Resilienz stehe wesentlich für eine umfassende Selbsterkenntnis und Selbstannahme auf der Basis eines positiven Denkens, gab Michaela Blattnig zu verstehen. Üben könne man dies beispielsweise durch Erstellung einer Liste eigener Stärken und durch eine morgendliche Routine, bei der man sich fragt, wie man sich heute fühlen möchte und was man hierzu brauche. Abends sollte man sich dann auf die erbaulichen Erfahrungen des Tages besinnen: „Wofür bin ich heute dankbar, was war heute besser als gestern?“

„Ich muss nicht, sondern ich darf“

Von essenzieller Bedeutung für ein wirksames Resilienztraining sei auch,
eigenverantwortliches Handeln zu üben, indem man Entscheidungen möglichst bewusst und unabhängig von äußeren Einflüssen und unhinterfragten Gewohnheiten treffe.

Auch in Pflichten und Problemen solle man vorrangig Chancen erkennen, etwa indem man in notwendigem frühem Aufstehen keinen lästigen Zwang sehe, sondern eine Chance, sich einige Minuten Zeit der Stille vor dem Start in den Alltag zu gönnen, oder indem man ein Problem als Herausforderung begreife und anpacke: „Ich muss nicht, sondern ich darf.“

Die Notfallbox

Zur Aufheiterung in bedrückenden Situationen könne man ferner eine „Notfallbox“ bereithalten, die aufbauende Dinge enthalte wie Kärtchen mit den notierten persönlichen Stärken, die Rufnummern guter Freunde, Erinnerungen an beglückende Erlebnisse oder eine CD mit Lieblingsmusik.
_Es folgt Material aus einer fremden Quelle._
PR #88, opened 2019-05-16
types: add omitempty for optional fields

kragniz:
Including lists for consistency with kubernetes core apis.

Co-authored-by: <richard.wall@jetstack.io>

### DIFF
--- a/cassandra-operator/pkg/apis/cassandra/v1alpha1/types.go
+++ b/cassandra-operator/pkg/apis/cassandra/v1alpha1/types.go
@@ -64,9 +64,9 @@ type Pod struct {
 	Memory      resource.Quantity `json:"memory"`
 	CPU         resource.Quantity `json:"cpu"`
 	// +optional
-	LivenessProbe *Probe `json:"livenessProbe"`
+	LivenessProbe *Probe `json:"livenessProbe,omitempty"`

Glaubenssätze anpassen und nutzen

Schließlich riet Blattnig zur Hinterfragung anerzogener Glaubenssätze, indem man zum Beispiel aus einem „Eigenlob stinkt“ ein selbstbewusstes „Eigenlob stimmt“ mache, Perfektion als positiv erstrebenswertes Ziel statt als Zwang auffasse oder die eigene Liebenswürdigkeit nicht mehr an eine eingebläute vermeintliche Pflicht binde, es allen recht zu machen.